Por otra parte, en la “lucha” mantenida entre grupos humanos y servidores, salen victoriosos los grupos humanos, pero no con una diferencia clara. Hay muchos servidores con muy buenos resultados como Zhang-Server en los TBM y ROSETTA-SERVER para los FM.
Los grupos humanos tienen un ventaja clara a la hora de interpretar los datos y deducir cuales son los mejores para cada caso.
En nuestro caso, Michael realizaba a mano los alineamientos entre targets y templates de una manera más efectiva que el trabajo realizado por los servidores. Pero esto no quita que en un futuro no muy lejano, los servidores mejoren de tal manera que acabarán siendo muy superiores a los grupos humanos.
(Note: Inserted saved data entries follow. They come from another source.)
Issue #4034, opened 2018-11-25
The Dead Horse: Fighter/Drone Balance


Startome:
Hyratel and I feel that the current system for the use of fighters and drones is unbalanced, and has led to many players abandoning the idea of using them altogether.

When the NPC ships spawn with a full complement, players often find fighters to be very interesting. But when they try to use them, find that they die very quickly in a battle, and that a standard warship would have been a better choice than a fighter.

Also the need to spend money to replace them, where a standard warship never would have died in the first place, is also quite a deterrent.

The need to spend money to replenish them, and the fact they often die before doing any damage in a large battle, essentially rules them out as a combat effective option. A Captured capital ship makes a much better meat shield.

Especially considering that most players customize their ships, including fighters. The loss of a single fighter can take quite some time to replace, and they are often lost far faster than they can be rebuilt.
So we propose adjusting the fighter system to be more appealing to the player, and more practical, without breaking the game’s balance. This being to expand interest, and most importantly, strategies available.

I know this idea has been suggested in the past, however only as a quick request for some kind of solution. Not that I have read, has a concrete proposal been brought forth.

The most important part of our proposal is to add a module that allows carrier ships to gradually, at high energy and heat cost (and perhaps resources, depending on the ease of coding and balance), to regenerate their fighters both during and after battles. This module would take up a substantial amount of space. The outfit space, combined with the energy and heat demands, would provide the player with two options:

Only equip one manufacturing module, greatly reducing the rate at which the carrier could deploy its fighters, while maintaining weapons. Effectively serving a multirole purpose.

Focus on fighters, allowing the carrier to field fighters at a slightly less tedious rate, but requiring it to serve a true support role, as carriers traditionally do.

We believe a balanced starting point with the numbers would be for the module to occupy 50 general outfit space, while consuming 500 energy and generating 650 heat. This seems fairly realistic for a manufacturing facility, and balances the demands on the player. Meaning early game they have to make sacrifices, as they do with all builds. And late game, as more efficient alien generators, shield mods, etc, are unlocked, they can truly optimize their ships to be the most effective.

The manufacturing module could produce 2 mass per second. This would allow current fighter models to be redeployed (after the initial bay occupant is destroyed in battle) after 52-74 seconds, depending on which fighter. (the boxwing would be lowest, but isn’t truly a combat unit, so is not included)
Current drones would be redeployed at 34-59 seconds, depending on the model.

[...]

PR #6247, opened 2021-09-11
[Combat/Fighters] Content: Fighter engine speeds

Zitchas:

## Summary
Current vanilla fighters & drones do not have manoeuvring capabilities traditionally associated with fighters & drones as depicted in virtually *any* sci-fi universe or modern day naval environments. This lack of capabilities is so pronounced that stock fighters can sometimes be even outperformed by well-outfitted heavy warships. This problem has been described and discussed at length in many places, particularly in https://github.com/endless-sky/endless-sky/issues/4034 .

## Details
Each fighter & Drone has been given built-in thrust equal to 4x the stock engine, and built-in steering equal to 1.5x the stock steering. They have also had an amount of outfit space removed equal to that taken up by the stock propulsion.

The exception is the Surveillance Drone, because I didn't want to make it too hard to catch or avoid, which is at 3x the stock engine and 1.5x the stock steering.

## Impact
This means that fighters & drones are all universally very fast. Even the slowest can easily outrun most freighters and warships, and the fastest can catch virtually anything. 
In terms of combat, this means that running away from fighters & drones is not an option for most ships, and afterburners are probably going to be needed for shaking them off long enough to jump. That being said, fighters & drones will probably be very useful for screening your ship and taking out incoming fighters.
On the carrier side of things, this massive speed increase should make it feasible for carriers to launch their fighters at long range, and have them go, unload at their target, then recall them to reload. Ideally (probably requiring the increased hyperjump arrival distances and Derpy's mass adjustment), they would do this several times instead of diving into combat themselves. Carriers aren't supposed to be front-line combatants.

This also has the impact of making fighters a little bit cheaper to buy, as they no longer have the cost of a stand-alone engine outfit included in their purchase price. Given people's reluctance to use fighters based on restock cost, I don't see this slight reduction in price to be a bad thing.

## Related stuff:
This PR is intended to work in conjunction with the Weapon Pods PR. That PR reduced fighter's DPS by limiting their arsenal to small numbers of secondary weapons. This speed boost means that even with a limited arsenal, they will have a high chance of reaching their target to make use of it.

This PR is one step amongst many with the goal of making fighter-based combat its own unique part of the game with its own strengths and weaknesses, which includes the following: Not all of these will necessarily be implemented, but hopefully many of them will be:
- More fighters per carrier (at least on dedicated carrier ships. a couple fighters is fine on a cruiser-that-happens-to-have-a-bay. But a dedicated carrier? True carriers should be looking at a minimum of double the fighters they currently carry.)
- Fighters that actually have brains ( @vitalchip 's AI improvements for fast ship manouvering)
- Hyperjump arrival range set to at *least* +1000 from what it is now, possibly even +2000.
- More gunports per fighter
- Single-munition-per-hardpoint capabilities.

## PR Checklist


Arachi-Lover:
This is the second PR from you that makes the Stalker fast.
The Stalker is meant to be slow, not just slower than other fighters, actually slow, it's what balances out its high HP pool.
What part of that do you not understand?

Zitchas:
Apparently that didn't register. Is it a fighter, or is it a warship? If it is supposed to be slow (not just compared to fighters, but slow compared to most ships, then I'm not sure it belongs in the fighter category). The rest of the stats certainly look more like a one person warship rather than a fighter.

Arachi-Lover:
You mean like how the Petrel, a Fighter, has greater outfit and weapon space than the Sparrow, an Interceptor, while having more hardpoints and more customizability in general? Is it a Fighter, or is it an Interceptor?
Get what I mean? If we dictate all Fighters must be done in the fast, squishy type, they become uniform. If we dictate all Heavy Warships must be slow and tanky, they become uniform. I believe that leads to dull and predictable combat, every faction has ships exactly like every other faction, they just have stats downscaled or upscaled accordingly to Tier, and use a different skin.
Whether a tanky and slow Fighter, or a Fighter with much more customizability than an Interceptor, or something else, more variety helps make different factions not feel like the same but with more or less stats.

Zitchas:
Fair enough. Sorry, I didn't realize it was supposed to be that slow compared to *everything*. It makes perfect sense to have it massively slow compared to other fighters. Diversity is good.

vitalchip:
Ship classes should match their abilities, heavy warships should indeed all be heavy and not particularly fast, fighters should indeed be small, nimble and fast. If not then put it in another category. If you make a turret which doesn't turn then it's a gun.

Zitchas:
Well, that tends to be the case, but exceptions exist. And that being said, in some sci-fi there are deployed ships that are basically self-propelled turrets. As in the hull provides the aiming instead of a turret mechanism, but otherwise it is basically a slow (or in some cases basically stationary) ship that focuses on spinning and shooting.

vitalchip:
A fighter should have the extant properties of, well, a fighter. Until recently we were limited in ships classes due to the code, so we had to put up with, for example, the boxwing being a 'fighter' when it is not. Now, however we can properly categorize ships by their properties, so we should.

Pointedstick:
I approve of the goal, and I can appreciate the amount of work you've clearly put into this, but I'm not sure I'm sold on the implementation. Bundling the engines reduces customization potential for players, and also reduces the reason for the smallest engines to exist in the first place. It feels like an inelegant fix. Why can't we fix this speed issue by reducing these ships' mass and/or drag?

I'm totally on board with the idea that *Interceptors* have bundled systems as a side effect of making them small enough to carry onboard. But I don't think the concept works as well for Fighters, especially if it's only done for one system.

Zitchas:
> I approve of the goal, and I can appreciate the amount of work you've clearly put into this, but I'm not sure I'm sold on the implementation. 

Thanks, I appreciate that. :)

> Bundling the engines reduces customization potential for players, and also reduces the reason for the smallest engines to exist in the first place. It feels like an inelegant fix. Why can't we fix this speed issue by reducing these ships' mass and/or drag?

I don't have numbers right now, but I tried reducing mass  & drag when I was working on Revamp to get this same effect. I recall something about not really having enough room to work. If it was just top speed that was the issue, then reducing drag does work. Unfortunately, from my conversations with VitalChip (who made the excellent AI in Revamp that made Fighters actually effective and survive longer), it turns out that top speed isn't nearly as important as acceleration is. The reason is that for fighters to survive, they need to be able to do things like circle a target ship faster than the target ship can turn. Currently, that means that at least the best fighters need to have accelerations somewhere >1000.

This screenshot is comparing the Proton Barb on the left with the regular barb on the right. The proton barb's hull has been reduced to 0 mass, and dropped from 0.8 drag to 0.1.
Barb vs no mass barb
As you can see, dropping the drag was very effective in boosting top speed (300 up to 2400!), but reducing the hull from 20 mass to 0 mass only boosted the acceleration from 137 up to 169, which is nowhere near high enough to run circles around anything. I'm not even sure it could stay ahead of Leviathan's turning speed, let alone any of the more modern ships.

Basically, we run into the problem that the hull is less than 20% of the total mass of the Barb, so its capacity to affect mobility is correspondingly very limited.

Worth noting: When Amazinite was faced with the same problem in #5779 , he created a new mechanic `"acceleration multiplier"` attribute that could be added to ships, which quite simply multiplied the ship's available thrust, and then gave virtually all fighters `"acceleration multiplier" 2.`  (doubling the thrust, in my experience, isn't enough to enable circling manoeuvres with present day stock heavy ship statistics, but it *might* be with the rest of Amazinite's changes, given that the heavy warship category on average got a +65% mass increase.)

> I'm totally on board with the idea that _Interceptors_ have bundled systems as a side effect of making them small enough to carry onboard. But I don't think the concept works as well for Fighters, especially if it's only done for one system.

I did this for fighters and not interceptors for a few reasons.

1. Fighters don't have any means of leaving the system other than being carried, so they are virtually never used as a flagship. Reducing customizability for a ship that is so rarely a flagship isn't as big a deal as reducing customizability for a ship (such as an interceptor) that the player can be expected to fly.
2. Fighters almost universally are equipped with the smallest engine available to their faction, and usually can't fit anything bigger. So there's really not much choice here.
3. One of the big complaints about fighters is the fact that they are expensive to replace. Removing the engine cost from fighters makes them all a bit cheaper. 
4. On a similar note, people also complaint about the annoyance of re-outfitting fighters. The fact that they have such short lifespans and are annoying to re-outfit after each loss means that players are unlikely to spend much time running around the galaxy to pick up alternate engines every time they buy a new fighter. And given the above comment on engines, finding an engine from a different faction or outfitter-supplier is pretty much the only way to change engines.
4. Taking a look at realism, in modern fighters engines are probably one of the least likely parts to be altered, and are often customized specifically for that aircraft. They aren't drop-in components that can be interchanged with a wide variety of aircraft. Weapons, on the other hand, are swapped all the time based on the mission profile. 

As a result of these points, I made the decision to remove one degree of customization that was almost irrelevant anyway, while leaving the most relevant part of the fighter available for players to change. This change also means that the fighter's mobility statistics can be balanced directly and with greater fine tuning. For example: In the base game, due to the modularity of everything, we have no control over how acceleration compares to turning, so it is impossible for us to make a fighter that is specifically a bomber. After all, it is dirt-simple to simply re-adjust the engine loadout and have our bomber returned to air-superiority-fighter levels of agility. If the engines are all built-in, then we can establish that a particular model has, say, great acceleration but poor turning. (this is, incidentally, also great for forcing the AI into doing strafing runs with long turn around times, which typically boost survivability). Likewise, we can force the inverse of that with things like the Stalker, which are apparently supposed to be basically turrets that can be launched. Things like these would typically have high turn to facilitate targeting, but extremely low thrust.

As a side note, several people on Discord suggested building in about 2min flight time worth of batteries as a way to further reduce the mass of the ship. I haven't decided either way on it, since it does get into more of the weapons systems stuff, but there's also a good argument to be made that batteries are basically the fuel tank for fighters, and should be a built-in system.

Pointedstick:
Sorry, I confused fighters and interceptors again. My bad. I'm a lot more okay with this change, then.

However, I still think we are avoiding solving the problem in a better generic way. Because if we hardcode the engine state for Fighters, then the huge difference in acceleration and speed compared to their larger Interceptor cousins becomes a bit silly. The Finch is supposed to be 80% the same as a Sparrow, for example, so why should it be basically four times faster?

Perhaps what we need to do alter how the game calculates acceleration for small ships, to give them a boost relative to their sizes. This would entail code changes, but it might be the simplest and most far-reaching way to do what's needed here.

If we do that, I would still be on board with hardcoding the engines on fighters, but not in a way that arbitrarily makes them four times as effective as the game's own physics say they should be. :) I think we should first try to change the physics instead.

Pointedstick:
Side note:

Real-world bombers are only less maneuverable because they are physically larger so that they can carry more ordnance. If you take a fighter-sized plane and stuff it with ground-attack munitions, you have what's known as a strike fighter: a limited payload bomber in all but name, but with the maneuverability of a fighter. So there's nothing conceptually wrong with that idea.

I do really like that idea of removing fighters' reactors and giving them batteries only. It makes perfect sense, as they can just return to the mothership to recharge. Perhaps they could also have a small solar panel as an emergency backup to let them limp home if need be.

movingpictures:
I've been following discussions on fighters for a while now, and perhaps this is the time to voice my views.... and a solution that may work with what's been suggested there. 

The issue I have with fighters is one that others have voiced: they are essentially weak, and only NPCs (who don't have to invest energy to replace lost assets - speaking of Navy and Korath automata for the most part) seem to benefit from them due to large numbers.

By the time the player can afford vessels with extensive fighter banks (maybe the Aerie is the exception), the battles are so damn nasty, involving big capital ships, that fighters have almost no impact on a battle, other than to drain resources. 

The pod system was a step in the right direction, because now at least, a fighter might be able to launch a torpedo or something that does *some* damage, but even then, that's not worth the investment(s) to make 'em tick.

The best way to solve this problem, in my mind, is to tinker with accuracy of weapons in relation to the size and speed of the vessel.  WHen you think about it, in real world and various depictions, fighters are exceptionally difficult to hit because of their flitty/fast behaviour. 

Adjusting the velocity of a fighter isn't addressing this failing in the AI. However, if the combat mechanisms were tweaked so that larger, slower vessels were easier to target/hit, while faster/smaller vessels more likely to invoke an outright miss, that may solve the issue. Doing so would also breathe a little life into smaller vessels (thinking interceptors), which has some merit.

Zitchas:
That is good feedback. Kind of tying into that, in a three revamp test pr we got AI that does actually Dodge and circle targets to stay away from the line of fire. It does wonders to make fighters survive longer... But it absolutely requires that fighters have massive acceleration (this PR is sort of the bare minimum it takes for that AI to work).

But by bit, fighters are improving...

Pointedstick:
Reducing the speed and accuracy of projectiles in general would help with that. Fighters would get hit a lot less, but big slow capital ships (at least capital ships *should* be big and slow...) would get hit about the same amount. Lasers would still  be a problem though.

Zitchas:
@peteryager Actually, a mass across-the-board rebalance to mass is in the works, thanks to Amazinite in PR #5779 . However, mass changes don't solve everything, fighters still need more oomph.

As far as that goes, I generally think that the big ships need to be slower. Not deathly slow, but slower, anyway. Fighters and drones, on the other hand, need to be *much* faster, hence this PR.

peteryager:
> As far as that goes, I generally think that the big ships need to be slower. Not deathly slow, but slower, anyway. Fighters and drones, on the other hand, need to be _much_ faster, hence this PR.

It does seem a bit odd that the fastest ships in the game are often heavy warships, with a few exceptions (Corvette, Marauder Arrow).  MWs should consistently be faster than HWs, LWs faster than MWs, and interceptors faster than LWs.

I'm not actually sure if fighters should consistently be faster than interceptors.  Maybe a little bit because they're a bit lighter, but fighters being 4x faster than interceptors while Kestrels and Falcons run circles around interceptors seems a bit funny.

Zitchas:
> 
> It does seem a bit odd that the fastest ships in the game are often heavy warships, with a few exceptions (Corvette, Marauder Arrow). MWs should consistently be faster than HWs, LWs faster than MWs, and interceptors faster than LWs.
> 
> I'm not actually sure if fighters should consistently be faster than interceptors. Maybe a little bit because they're a bit lighter, but fighters being 4x faster than interceptors while Kestrels and Falcons run circles around interceptors seems a bit funny.

Fighters and interceptors... Yeah, they should probably be in the same general area. On average, I think fighters should be a little faster, but some of the interceptors should have the edge.

Same, I think, goes for most categories, except more extreme.

Fighters & drones vs interceptors = Pretty close between the groupings, some interceptors are faster.

Fighters & drones vs light warships = Less even, but a decent number of light warships should be at least able to make them work for it.

Fighters & drones vs medium warships = Only the fastest mediums in the galaxy should be able to outperform average fighters, and probably - at most - one or two are capable of outperforming them all.

Fighters & drones vs heavies = the vast majority of heavy (anything) shouldn't even have a *hope* of catching even below average fighters, even when optimized for speed. Only the fastest specialty heavies (meaning, even the hull itself was designed to be highly engine-focused build.) should be able to hold a candle to the fastest fighters.

TheCodex6824:
While I agree that more thrust would help fighters a lot (especially the ones that are stuck with ion engines), I think the more natural way to fix things would be to address the fact that the little thrust already there gets cancelled out by the (proportionally) sheer amount of mass that outfits contribute over the hull. Just adding a generator over a bare ship can double the mass. The new missile pod weapons help this a bit, but it isn't enough as pretty much everything adds enough mass to cause a problem when added together. It probably doesn't make sense to have specific outfits only for fighters, but some of the low end outfits can have their masses reduced a bit to make it more manageable. It might make sense to have built-in batteries / generator as well, although that does mean the player can't change it later.

This would have the bonus of also helping interceptors and other light ships out a bit (as they share a lot of the low-end outfits), while still not touching the bigger ships.

Amazinite:
Closing this, as making the engines of fighters integral to the fighters themselves isn't the path I think we should be taking to improve fighters.

PR #6250, opened 2021-09-14
Add warning when undefined hazards are used.

quyykk:
**Bugfix:** This PR addresses an issue that I randomly found out.

## Fix Details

Pues aunque ya lo son en multitud de aspectos como a la hora de alinear gran cantidad de secuencias, buscar en bases de datos o manejar simplemente grandes cantidades de información, les falta ese “toque” humano de interpretación de los datos.
Para concluir me gustaría decir que hay muchos métodos y programas que han mejorado con respecto a años pasados y lo seguirán haciendo, pues la predicción de estructuras proteicas me parece una interesante labor científica con multitud de posibilidades, diferentes utilidades y con un importante futuro.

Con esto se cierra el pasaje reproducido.